─── RECORDS FOR THE EXERCISE
PR #5125, opened 2024-07-23
Allow banner to show notice information

gilluminate:
Closes [PROD-2427](https://ethyca.atlassian.net/browse/PROD-2427) and [PROD-2386](https://ethyca.atlassian.net/browse/PROD-2386)

### Description Of Changes

Update experience form with option for including notices in the banner & update banner to accommodate.

### Code Changes

* Added support for new experience config props `show_layer1_notices` and `layer1_button_options`
* Added notices toggle in UI of Privacy Experience form and dropdown to select Acknowledge button.
* Added list of notices in FidesJS if toggle is on, as well as display/save correct button if Acknowledge button is selected.
* Update rules for calling notices served API
--
* Fixed unrelated UI issue where the delete button for Notices wasn't able to be clicked because of layout issues
* Fixed unrelated failing FF Cypress test due to `realClick` being unavailable for that browser

---

CleanShot 2024-07-30 at 12 16 20@2x

---

CleanShot 2024-07-30 at 12 17 16@2x

---

### Steps to Confirm

* Visit Privacy Experiences in Admin UI
* Click an experience that has banners
* Add Notices if there aren't any on the experience
* toggle the new switch "Allow banner to show notice information"
* Notice the Preview window shows the notices in a list on the banner
* Click to open Banner Options menu
* Select Acknowledge option
* Notice the Preview window shows the acknowledge button in place of Opt In/Opt Out buttons

- [x] NOTE: saving will not work until related BE is done.

### Pre-Merge Checklist

* Documentation:
* [x] Update `CHANGELOG.md`

[PROD-2427]: https://ethyca.atlassian.net/browse/PROD-2427?atlOrigin=eyJpIjoiNWRkNTljNzYxNjVmNDY3MDlhMDU5Y2ZhYzA5YTRkZjUiLCJwIjoiZ2l0aHViLWNvbS1KU1cifQ

[PROD-2386]: https://ethyca.atlassian.net/browse/PROD-2386?atlOrigin=eyJpIjoiNWRkNTljNzYxNjVmNDY3MDlhMDU5Y2ZhYzA5YTRkZjUiLCJwIjoiZ2l0aHViLWNvbS1KU1cifQ

### DIFF
--- a/clients/fides-js/src/components/fides.css
+++ b/clients/fides-js/src/components/fides.css
@@ -257,17 +257,6 @@ div#fides-button-group {
   z-index: 5;
 }
 
-div.fides-acknowledge-button-container {
-  margin-inline: var(--fides-overlay-padding);
-  margin-bottom: var(--fides-overlay-padding);
-  display: flex;
-  justify-content: end;
-}
-
-div.fides-banner-acknowledge .fides-banner-button {
-  max-width: 168px;
-}
-
 button.fides-banner-button {
   font-size: var(--fides-overlay-font-size-buttons);
   display: inline-block;
@@ -321,6 +310,10 @@ button.fides-banner-button.fides-banner-button-tertiary {
   font-weight: 500;
   font-size: var(--fides-overlay-font-size-body);
   line-height: 1.25em;
+}
+
+button.fides-banner-button.fides-acknowledge-button {
+  min-width: 160px;
 }
 
 /** Modal */
--- a/clients/fides-js/src/components/fides.css
+++ b/clients/fides-js/src/components/fides.css
@@ -244,6 +244,10 @@ div#fides-banner-description {
   flex: 1;
 }
 
+div#fides-banner-notices {
+  margin-top: 16px;
+}
+
 div#fides-button-group {
   margin-top: 8px;
   margin-bottom: var(--fides-overlay-padding);
--- a/clients/fides-js/src/components/fides.css
+++ b/clients/fides-js/src/components/fides.css
@@ -481,7 +481,7 @@ div#fides-consent-content .fides-modal-description {
 }
 
 /* Responsive overlay */
-@media (max-width: 48em) {
+@media (max-width: 768px) {
   div.fides-modal-content,
   div#fides-consent-content {
     width: 100% !important;
@@ -1099,6 +1099,10 @@ div#fides-overlay-wrapper .fides-toggle .fides-toggle-display {
     div#fides-button-group
     .fides-banner-button-group {
     padding-left: 0;
+  }
+  .fides-banner-secondary-actions {
+    flex-direction: column-reverse;
+    gap: 12px;
   }
 }
 /* TCF should always be full width and not floating */
--- a/clients/fides-js/src/components/notices/NoticeOverlay.tsx
+++ b/clients/fides-js/src/components/notices/NoticeOverlay.tsx
@@ -247,6 +247,8 @@ const NoticeOverlay: FunctionComponent<OverlayProps> = ({
 
   const isDismissable = !!experience.experience_config?.dismissable;
 
+  const isSaveOnly = privacyNoticeItems.length === 1;
+
   return (
     <Overlay
       options={options}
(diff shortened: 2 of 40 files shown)


clients/fides-js/src/components/notices/NoticeOverlay.tsx
```diff
@@ -263,37 +266,43 @@ const NoticeOverlay: FunctionComponent<OverlayProps> = ({
...
+                enabledKeys={draftEnabledNoticeKeys}
+                onSave={(
+                  consentMethod: ConsentMethod,
+                  keys: Array<PrivacyNotice["notice_key"]>
+                ) => {
+                  handleUpdatePreferences(consentMethod, keys);
+                  onSave();
+                }}
+                isAcknowledge={isAcknowledge}
+                hideOptInOut={isAcknowledge}
```
eastandwestwind, line 299: do we also need to hide opt in/out when `isSaveOnly==true` here?

clients/fides-js/src/lib/hooks/useConsentServed.ts
```diff
@@ -39,13 +39,17 @@ export const useConsentServed = ({
       }
 
       // Disable the notices-served API if the serving component is a regular
-      // banner (or unknown!). This means we trigger the API for:
+      // banner (or unknown!) unless the option for displaying notices in the
+      // banner has been set. This means we trigger the API for:
       // 1) MODAL
       // 2) TCF_OVERLAY
       // 3) TCF_BANNER
+      // 4) BANNER when show_layer1_notices is true
```
eastandwestwind, line 47: thanks for updating!

clients/fides-js/src/components/fides.css
```diff
@@ -253,17 +257,6 @@ div#fides-button-group {
...
-  margin-inline: var(--fides-overlay-padding);
-  margin-bottom: var(--fides-overlay-padding);
-  display: flex;
-  justify-content: end;
-}
-
-div.fides-banner-acknowledge .fides-banner-button {
-  max-width: 168px;
-}
-
```
eastandwestwind, line 266: CSS changes always make me uneasy as we can't confirm 100% the changes  we make don't affect our customers. Do we have to remove existing CSS to get the new acknowledge button working correctly? Just curious if we can minimize changes at all to the classes that already exist

clients/fides-js/src/components/fides.css
```diff
@@ -319,6 +312,10 @@ button.fides-banner-button.fides-banner-button-tertiary {
   line-height: 1.25em;
 }
 
+button.fides-banner-button.fides-acknowledge-button {
```
eastandwestwind, line 315: This class existed before- looks like we were using `168px` before. Is there a strong reason to change this?

clients/fides-js/src/components/fides.css
```diff
@@ -1096,6 +1093,10 @@ div#fides-overlay-wrapper .fides-toggle .fides-toggle-display {
     .fides-banner-button-group {
     padding-left: 0;
   }
+  .fides-banner-secondary-actions {
```
eastandwestwind, line 1096: Did this class exist before? If so, are we certain it won't break current UI?

clients/fides-js/src/components/fides.css
```diff
@@ -244,6 +244,10 @@ div#fides-banner-description {
   flex: 1;
 }
 
+div#fides-banner-notices {
+  margin-top: 16px;
+}
+
```
eastandwestwind, line 250: This class is new, so this looks good as it's a low risk CSS change 👍

eastandwestwind (commented):
First pass code-only review- just some small things.

The most risky thing I want to make sure of is the CSS changes- let's just eval that what we change with existing classes / DOM elements won't break current customers, or is at least low-risk

clients/fides-js/src/components/notices/NoticeOverlay.tsx
gilluminate: I didn't change the "Save Only" scenario at all. It was only a factor for modal before, so I kept it that way here.

clients/fides-js/src/components/fides.css
gilluminate: From what I could tell, `fides-acknowledge-button-container` didn't exist and `.fides-banner-button` was never a child of `.fides-banner-acknowledge` so neither of these styles were ever applied. This wasn't so much of a change as it was a fix with the new styles added below along with piggy-backing on the "first button" logic/styles for the acknowledge button.

clients/fides-js/src/components/fides.css
gilluminate: the class existed but looked broken in mobile view with the "Manage Preferences" button appearing _below_ the language switcher. This update puts the language switcher at the bottom as expected. Happy to remove this change from this current PR and create a "bug" if we think that's a safer bet.

clients/fides-js/src/components/fides.css
gilluminate: as mentioned above, it was never actually being applied. The old was also a 'max-width' before which didn't make much sense. I'm using a 'min-width' to make the short "Ok" string not look to small, and matching Jack's designs in Figma which used 160px.

clients/fides-js/src/components/fides.css
gilluminate: ignore my last comment. I just double checked this stuff...

The reason for this change is that the old/existing Acknowledge button did not include the language switcher, or the manage and privacy links. It was just an "Ok" button by itself.

CleanShot 2024-07-30 at 15 54 25@2x

When I noticed that, I checked with Jack who confirmed that the only change should be the Opt In/Out buttons should be replaced with the Acknowledge button.

These styles were supporting the standalone button only.

To fix it, I moved the Acknowledge button as part of the "first button" (ie. Save Button) logic instead, which is integrated with the actions to the left already. The "first button" styles apply now, and these are obsolete.

Any custom styles would have already been applied to "first button" so I feel confident in this update, especially since it now correctly includes the fix.

clients/fides-js/src/components/fides.css
gilluminate: Jack's latest design had 160 so when I made the change mentioned above, I also went with his size.

clients/fides-js/src/components/fides.css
──────
== WHAT TO WORK ON ==
A single number is expected: how many lines in the entries contain "checked".

== SOLUTION FOR THIS EXERCISE ==
2